_Problem description_
Lines from the beginning of the data through the line containing "of direct OSM?" are to be copied exactly, with no other line included.

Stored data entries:
■ ■ ■
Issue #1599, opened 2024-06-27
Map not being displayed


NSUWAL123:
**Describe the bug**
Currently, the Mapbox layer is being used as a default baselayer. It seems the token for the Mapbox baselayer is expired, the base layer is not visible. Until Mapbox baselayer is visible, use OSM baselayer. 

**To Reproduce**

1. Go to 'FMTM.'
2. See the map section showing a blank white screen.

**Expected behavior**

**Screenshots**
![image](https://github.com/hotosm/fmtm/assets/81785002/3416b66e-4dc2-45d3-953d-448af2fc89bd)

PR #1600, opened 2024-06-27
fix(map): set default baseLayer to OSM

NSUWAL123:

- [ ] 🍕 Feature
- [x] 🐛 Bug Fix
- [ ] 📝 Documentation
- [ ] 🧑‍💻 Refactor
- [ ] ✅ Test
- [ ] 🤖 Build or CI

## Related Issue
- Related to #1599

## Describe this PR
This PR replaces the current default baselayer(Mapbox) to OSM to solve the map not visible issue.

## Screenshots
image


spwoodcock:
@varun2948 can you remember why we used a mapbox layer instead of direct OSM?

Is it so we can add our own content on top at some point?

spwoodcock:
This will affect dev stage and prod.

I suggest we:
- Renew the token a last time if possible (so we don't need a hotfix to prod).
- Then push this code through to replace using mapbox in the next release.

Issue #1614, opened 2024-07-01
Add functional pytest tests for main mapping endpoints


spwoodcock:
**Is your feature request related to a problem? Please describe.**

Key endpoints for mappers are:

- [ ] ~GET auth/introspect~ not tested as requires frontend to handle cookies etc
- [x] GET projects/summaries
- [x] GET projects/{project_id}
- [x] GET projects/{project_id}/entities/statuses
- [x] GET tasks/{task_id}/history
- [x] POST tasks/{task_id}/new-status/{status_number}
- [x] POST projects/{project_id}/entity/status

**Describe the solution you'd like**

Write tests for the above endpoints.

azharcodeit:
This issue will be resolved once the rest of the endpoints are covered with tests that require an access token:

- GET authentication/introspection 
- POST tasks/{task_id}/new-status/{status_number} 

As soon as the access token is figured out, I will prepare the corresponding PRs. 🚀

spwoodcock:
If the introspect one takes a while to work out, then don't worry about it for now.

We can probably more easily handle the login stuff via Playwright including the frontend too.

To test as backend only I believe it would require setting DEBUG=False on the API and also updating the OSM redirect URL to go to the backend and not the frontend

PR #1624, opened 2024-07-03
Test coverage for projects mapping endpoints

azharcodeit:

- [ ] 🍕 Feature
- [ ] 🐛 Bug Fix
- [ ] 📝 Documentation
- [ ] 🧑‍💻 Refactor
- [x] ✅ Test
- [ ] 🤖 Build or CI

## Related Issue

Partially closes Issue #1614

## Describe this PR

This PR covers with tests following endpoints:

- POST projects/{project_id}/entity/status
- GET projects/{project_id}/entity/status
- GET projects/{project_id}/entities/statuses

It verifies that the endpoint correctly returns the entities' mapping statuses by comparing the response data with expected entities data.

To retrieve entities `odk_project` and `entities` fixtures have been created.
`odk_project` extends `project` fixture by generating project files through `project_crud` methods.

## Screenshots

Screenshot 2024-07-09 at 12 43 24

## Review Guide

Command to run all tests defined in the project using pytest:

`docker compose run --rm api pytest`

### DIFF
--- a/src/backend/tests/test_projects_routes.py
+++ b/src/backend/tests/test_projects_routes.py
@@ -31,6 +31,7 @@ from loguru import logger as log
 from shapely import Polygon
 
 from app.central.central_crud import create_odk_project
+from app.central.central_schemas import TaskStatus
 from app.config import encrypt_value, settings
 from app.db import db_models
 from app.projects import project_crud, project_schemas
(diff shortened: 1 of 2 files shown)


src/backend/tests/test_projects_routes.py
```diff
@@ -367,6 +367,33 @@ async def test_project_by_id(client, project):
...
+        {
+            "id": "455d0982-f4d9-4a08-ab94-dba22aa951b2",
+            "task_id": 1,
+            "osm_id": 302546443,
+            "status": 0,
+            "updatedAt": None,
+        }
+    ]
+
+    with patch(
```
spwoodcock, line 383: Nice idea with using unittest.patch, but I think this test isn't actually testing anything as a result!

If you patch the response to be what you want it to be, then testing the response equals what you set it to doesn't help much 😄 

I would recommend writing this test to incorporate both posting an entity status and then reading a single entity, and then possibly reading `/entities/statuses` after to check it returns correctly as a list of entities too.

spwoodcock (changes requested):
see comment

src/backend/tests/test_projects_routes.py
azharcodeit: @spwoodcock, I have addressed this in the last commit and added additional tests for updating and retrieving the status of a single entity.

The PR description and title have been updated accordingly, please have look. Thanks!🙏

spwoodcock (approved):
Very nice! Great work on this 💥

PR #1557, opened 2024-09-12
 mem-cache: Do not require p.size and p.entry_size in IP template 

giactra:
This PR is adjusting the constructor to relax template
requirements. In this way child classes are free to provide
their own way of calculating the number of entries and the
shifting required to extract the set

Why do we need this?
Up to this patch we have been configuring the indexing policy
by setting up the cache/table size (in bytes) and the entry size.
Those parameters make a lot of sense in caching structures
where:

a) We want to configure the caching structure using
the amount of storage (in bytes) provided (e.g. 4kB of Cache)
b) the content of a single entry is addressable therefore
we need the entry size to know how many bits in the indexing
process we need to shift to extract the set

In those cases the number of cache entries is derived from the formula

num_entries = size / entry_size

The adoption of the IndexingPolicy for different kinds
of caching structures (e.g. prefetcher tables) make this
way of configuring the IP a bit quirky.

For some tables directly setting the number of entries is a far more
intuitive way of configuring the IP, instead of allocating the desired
■ ■ ■
_The completed task_
Issue #1599, opened 2024-06-27
Map not being displayed


NSUWAL123:
**Describe the bug**
Currently, the Mapbox layer is being used as a default baselayer. It seems the token for the Mapbox baselayer is expired, the base layer is not visible. Until Mapbox baselayer is visible, use OSM baselayer. 

**To Reproduce**

1. Go to 'FMTM.'
2. See the map section showing a blank white screen.

**Expected behavior**

**Screenshots**
![image](https://github.com/hotosm/fmtm/assets/81785002/3416b66e-4dc2-45d3-953d-448af2fc89bd)

PR #1600, opened 2024-06-27
fix(map): set default baseLayer to OSM

NSUWAL123:

- [ ] 🍕 Feature
- [x] 🐛 Bug Fix
- [ ] 📝 Documentation
- [ ] 🧑‍💻 Refactor
- [ ] ✅ Test
- [ ] 🤖 Build or CI

## Related Issue
- Related to #1599

## Describe this PR
This PR replaces the current default baselayer(Mapbox) to OSM to solve the map not visible issue.

## Screenshots
image


spwoodcock:
@varun2948 can you remember why we used a mapbox layer instead of direct OSM?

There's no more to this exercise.